Details
Diff Detail
- Repository
- rG LLVM Github Monorepo
Event Timeline
No idea. My change is NFC, or at least I thought so. I was debugging this for quite some time and that still doesn’t make any sense to me….
Another thing that’s surprising is that the open source build bot detected the leak for this test case:
Testing: 0.. 10.. 20.. 30.. 40.. 50.. 60.. 70.. 80.. 90
FAIL: MLIR :: Dialect/LLVM/transform-e2e.mlir (70727 of 75254)
- TEST 'MLIR :: Dialect/LLVM/transform-e2e.mlir' FAILED ****
But the Google internal build passed even with asan turned on. But another internal test case was reporting the leak. This is ver mysterious…
Google internal disable ASAN leak testing for some obscure reasons, it was supposed to be fixed a while ago so I didn't bother adding it to MLIR TAP ASAN at the time (I think there is an env var or an option to get it to work...)
mlir/lib/IR/Dominance.cpp | ||
---|---|---|
34 | Since it is deleted here, I suspect we don't have a single upstream test which calls "invalidate"? |
mlir/lib/IR/Dominance.cpp | ||
---|---|---|
34 | Good point I’ll try to at one later. And I’ll try to use a unique_ptr instead of C++ new/delete |
I found the problem: As part of my revision, I added this code to CSE:
/// Invalidate dominance info if the IR was changed. if (!opsToErase.empty()) domInfo->invalidate();
In the original code, the dominance info was never invalidated, even though the IR changed (so the invalidate function was never run). That's probably fine in most cases because the only thing that's cached here is a mapping of Region * to DomTree *. However, this could lead to problems in cases such as:
- CSE erases an op with a region. CSE preserves the dominance info analysis.
- Another pass is running. A new op with a region is created and the region happens to be allocated at the same memory location (pointer is reused). This pass also preserves the dominance info analysis. (E.g., that is safe to do if only new ops are added.)
- CSE is run again. The same dominance info is retrieved from the pass, but now the new region is mapped to an incorrect (outdated) DomTree*.
Actually, there is also this comment:
// We currently don't remove region operations, so mark dominance as // preserved.

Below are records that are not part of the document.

PR #2752, opened 2024-07-02
Support to print lists in REPL

Vipul-Cariappa:

PR #2755, opened 2024-07-06
Underscore: `_` variable in REPL

Vipul-Cariappa:
Demo:
```python
>>> 5
5
>>> _
5
>>> _ ** _
3125
>>> 2.5
2.5
>>> _
2.5
>>> _ ** _
9.8821176880261863
```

So invalidation is actually not needed.
But it may be better to have code in place that invalidates all erased regions (even if there are none today). Only the erased regions, not a blanket "invalidate everything", as I did in my change. Then we can remove this comment and we run a lower risk of breaking something, should we decide to CSE ops with regions in the future.
That's tricky. I could call invalidate from a unit test. But it's unclear what I'm actually testing. Basically invalidate just removes an item from a cache. There's not much to test there. (It would just be a regression test for the leak.)
This is actually also not a good idea, because for consistency I would also have to invalidate the regions in PostDominanceInfo (because it is also marked as preserved by the pass). But CSE does not even use that. It would be inefficient to retrieve the PostDominanceInfo analysis (because it will probably be computed on the spot), only to invalidate a few regions.
And I’ll try to use a unique_ptr instead of C++ new/delete
DominanceInfo uses llvm::PointerIntPair to store the DomInfo* pointer and hasSSADominance more efficiently:
mutable DenseMap<Region *, llvm::PointerIntPair<DomTree *, 1, bool>> dominanceInfos;
This prevents us from using unique_ptr here. I could change it, but we would loose some efficiency. Maybe this is overly optimized, not sure what's more important here...
Since it is deleted here, I suspect we don't have a single upstream test which calls "invalidate"?